Lilya nickte. „Ja, um uns zu retten.“
„Die Türken sind nicht einmal mehr unsere Verbündeten, das macht die Situation ja so verdammungswürdig“, schnaubte Beldon.„Es sollte eine Verjährungsfrist für solche Dinge geben, so schnell wie sich Bündnisse heutzutage verlagern. Nachdem acht Jahre lang niemand davon etwas bemerkt und sich niemand darum gekümmert hat, soll nun einem guten Menschen dafür der Prozess gemacht werden – das ist doch lächerlich.“
„Lucien hätte auch gar kein Interesse an dem Fall, wenn es nicht um mich ginge“, gab Philippa leise zu bedenken. „Er tut das aus reiner Gehässigkeit.“
„Das ist mehr als nur Gehässigkeit, Philippa, aber du kannst nicht die ganze Schuld auf dich nehmen. Lucien glaubt, Val steht seinem weiteren Werdegang im Wege.“
„Ich denke, wir müssen Lucien nachreisen“, meinte Philippa nach einer Weile. „Die Anklage wegen Verrats wird sich nicht aufrechterhalten lassen.
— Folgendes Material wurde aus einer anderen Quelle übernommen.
PR #54, opened 2021-07-25
first draft of factory bot

CosineXArt:
This is a draft.  Code's still a little messy, but it now covers the main cases, handles projects that aren't completely minted, and refreshes the metadata on an interval.  (It takes less than a minute on average to refresh, and updates incrementally, so it shouldn't be noticeable by the user).

Add the following two .env variables to make it work:
CHANNEL_FACTORY
METADATA_REFRESH_INTERVAL_MINUTES

### DIFF
--- a/Classes/FactoryBot.js
+++ b/Classes/FactoryBot.js
@@ -11,11 +11,9 @@ const ProjectBot = require("./ProjectBot").ProjectBot;
 
 const web3 = new Web3(Web3.givenProvider || "ws://localhost:8545");
 
-const MINT_ADDRESS = "0x0000000000000000000000000000000000000000";
 const V2_MINTING_CONTRACT_ADDRESS = "0xa7d8d9ef8d8ce8992df33d8b8cf4aebabd5bd270";
-const EMBED_COLOR = 0xff0000;
-const UNKNOWN_ADDRESS = "unknown";
-const UNKNOWN_USERNAME = "unknown";
+
+// Refresh takes around one minute, so recommend setting this to 60 minutes
 const METADATA_REFRESH = process.env.METADATA_REFRESH_INTERVAL_MINUTES;
 
 // This array will hold ProjectBot classes for all the Factory Projects we find
--- a/Classes/FactoryBot.js
+++ b/Classes/FactoryBot.js
@@ -18,7 +18,7 @@ const UNKNOWN_ADDRESS = "unknown";
 const UNKNOWN_USERNAME = "unknown";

Valerian hat Freunde in der Regierung, die den Prozess rasch beenden werden, sobald sie alles erfahren. Zu schade, dass sein Onkel noch im Ausland weilt. Trotzdem gibt es Leute in der Stadt, die Einspruch einlegen können. Sobald wir dort sind, wird Lilya ihre Version der Geschichte erzählen, und wir werden uns an ein paar Leute aus den höchsten Kreisen wenden. Die Vorwürfe werden dann vom Tisch sein, niemand möchte einen Helden einen Verräter nennen. Das muss Lucien doch wissen. Es wird einen kurzen Skandal geben, mehr nicht.“
Beldon nickte. „Ich stimme dir zu, Lucien weiß das. Er versucht nur, Zeit zu gewinnen. Eine Gerichtsverhandlung wäre geradezu lachhaft. Vielleicht kann er eine Anhörung durchsetzen, aber ihm muss klar sein, dass die Anklagepunkte viel zu dünn für ein richtiges Gerichtsverfahren sind. Nein, er will Valerians Tod, bevor es überhaupt zu einer Anhörung kommt. Sobald Val im Gefängnis ist, kann ihm irgendein tragisches Unglück zustoßen, ohne dass es jemandem groß auffällt.“
Genau das hatte Philippa befürchtet. Ihr wurde eiskalt.